Persuadée d’avoir vu une agression sexuelle, Penny a porté plainte, en vain, et dénoncé les faits auprès de leur entourage. De tout cela, After the Party ne montrera presque rien au cours de ses six épisodes, dont le premier débute lorsque Phil revient dans la région, après un exil en Écosse. En effet, ce qui intéresse la showrunner Dianne Taylor, c’est moins la catastrophe que ses conséquences dans une petite ville néo-­zélandaise : la relation abîmée de Penny avec sa fille, qui la rend responsable du départ de son père, et celle avec sa mère, qui prend fait et cause pour son gendre ; le malaise des amis et des collègues face à cette femme qui parle trop fort.

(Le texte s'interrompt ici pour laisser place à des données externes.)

PR #179, opened 2015-02-11
WIP: Update shared context to minimize loaded stdlibs.

### LINKED ISSUE #177: Add shared example group that we can use in each repo to enforce minimization of stdlib usage
(Continuing from rspec/rspec-expectations#730...)

Given our goal of minimizing how much of the stdlib we use (so as to not to give users a green suite when they forget to load the bits they use), it would be useful to enforce it via some specs that enforce an "allowed stdlibs" whitelist.  Using something new from stdlib would require an intentional decision to add to that list and hopefully over time we can shrink it.  It could also be used to help us accurately document what stdlib pieces we do use.

My idea for how to do this is similar to the warning prevention.  We can use `$"` (aliased as `$LOADED_FEATURES` when `english` is loaded) to get a list of what all has been loaded:

```
➜  ~  ruby -e 'puts $"' --disable=gem
enumerator.so
/Users/myron/.rubies/ruby-2.1.5/lib/ruby/2.1.0/x86_64-darwin12.0/enc/encdb.bundle
/Users/myron/.rubies/ruby-2.1.5/lib/ruby/2.1.0/x86_64-darwin12.0/enc/trans/transdb.bundle
```

So, we can run that and capture what is loaded by default, and then run that again with all the lib files from a particular rspec project loaded.  We can subtract them to get everything loaded by that project.  We can further subtract off all the RSpec internal files. That should leave all the external stuff (stdlibs and external gems like diff-lcs) that are currently being loaded, and we can easily compare that to a whitelist and fail if they get out of sync.

myronmarston:
Fixes #177.

More to come here -- I have some other ideas -- but I ran out of time this morning and wanted to push what I had to get travis builds going.

/cc @JonRowe

### DIFF
--- a/lib/rspec/support/ruby_features.rb
+++ b/lib/rspec/support/ruby_features.rb
@@ -1,3 +1,5 @@
+require 'rbconfig'
+
 module RSpec
   module Support
     # @api private
--- a/lib/rspec/support/spec/library_wide_checks.rb
+++ b/lib/rspec/support/spec/library_wide_checks.rb
@@ -5,6 +5,7 @@ RSpec.shared_examples_for "library wide checks" do |lib, options|
   allowed_loaded_feature_regexps = options.fetch(:allowed_loaded_feature_regexps, [])
   preamble_for_lib = options[:preamble_for_lib]
   preamble_for_spec = "require 'rspec/core'; require 'spec_helper'"
+  skip_spec_files = options.fetch(:skip_spec_files, /MATCHES NOTHING/)
 
   include RSpec::Support::ShellOut
 
@@ -55,6 +56,7 @@ RSpec.shared_examples_for "library wide checks" do |lib, options|
 
   define_method :load_all_spec_files do
     files = files_to_require_for("spec") + lib_test_env_files
+    files = files.reject { |f| f =~ skip_spec_files }
     load_all_files(files, preamble_for_spec)
   end
 
--- a/lib/rspec/support/spec/library_wide_checks.rb
+++ b/lib/rspec/support/spec/library_wide_checks.rb
@@ -1,0 +1,120 @@
+require 'rspec/support/spec/shell_out'
+
+RSpec.shared_examples_for "library wide checks" do |lib, options|
+  consider_a_test_env_file = options.fetch(:consider_a_test_env_file, /MATCHES NOTHING/)
+  allowed_loaded_feature_regexps = options.fetch(:allowed_loaded_feature_regexps, [])
+  preamble_for_lib = options[:preamble_for_lib]
+  preamble_for_spec = "require 'rspec/core'; require 'spec_helper'"
+
+  include RSpec::Support::ShellOut
+
+  define_method :files_to_require_for do |sub_dir|
+    slash         = File::SEPARATOR
+    lib_path_re   = /#{slash + lib}[^#{slash}]*#{slash}lib/
+    load_path     = $LOAD_PATH.grep(lib_path_re).first
+    directory     = load_path.sub(/lib$/, sub_dir)
+    files         = Dir["#{directory}/**/*.rb"]
+    extract_regex = /#{Regexp.escape(directory) + File::SEPARATOR}(.+)\.rb$/
+
+    # We sort to ensure the files are loaded in a consistent order, regardless
+    # of OS. Otherwise, it could load in a different order on Travis than
+    # locally, and potentially trigger a "circular require considered harmful"
+    # warning or similar.
+    files.sort.map { |file| file[extract_regex, 1] }
+  end
+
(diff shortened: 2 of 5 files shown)


JonRowe:
Seems... complex? Not sure I grok it atm

myronmarston:
> Seems... complex? Not sure I grok it atm

Which parts are you confused about?  I adapted most of this from https://github.com/rspec/rspec-support/blob/master/lib/rspec/support/spec/prevent_load_time_warnings.rb which we'll be removing once core/expectations/mocks have been updated to use this new example group.  Notable changes from that are:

After the Party a l’excellente idée de ne pas en faire une héroïne courageuse, mais bien l’une de ces personnalités ambivalentes que l’on ne peut pas toujours suivre : agaçante à cause de son opiniâtreté, irréfléchie dans la forme de ses actions. L’actrice Robyn Malcolm impressionne en bulldozer fragile face à un Peter Mullan aussi drôle qu’inquiétant. Surtout, le scénario, qui ne confond jamais nuance et confusion, s’empare avec brio de son sujet complexe, disséquant les mécanismes du gaslighting et l’impossibilité de prendre uniquement position sur la base de décisions judiciaires qui n’arrivent pas. Sombre, sans dolorisme, After the Party n’est pas une série facile à regarder, mais elle tend un miroir étourdissant à nos renoncements collectifs face aux violences sexuelles.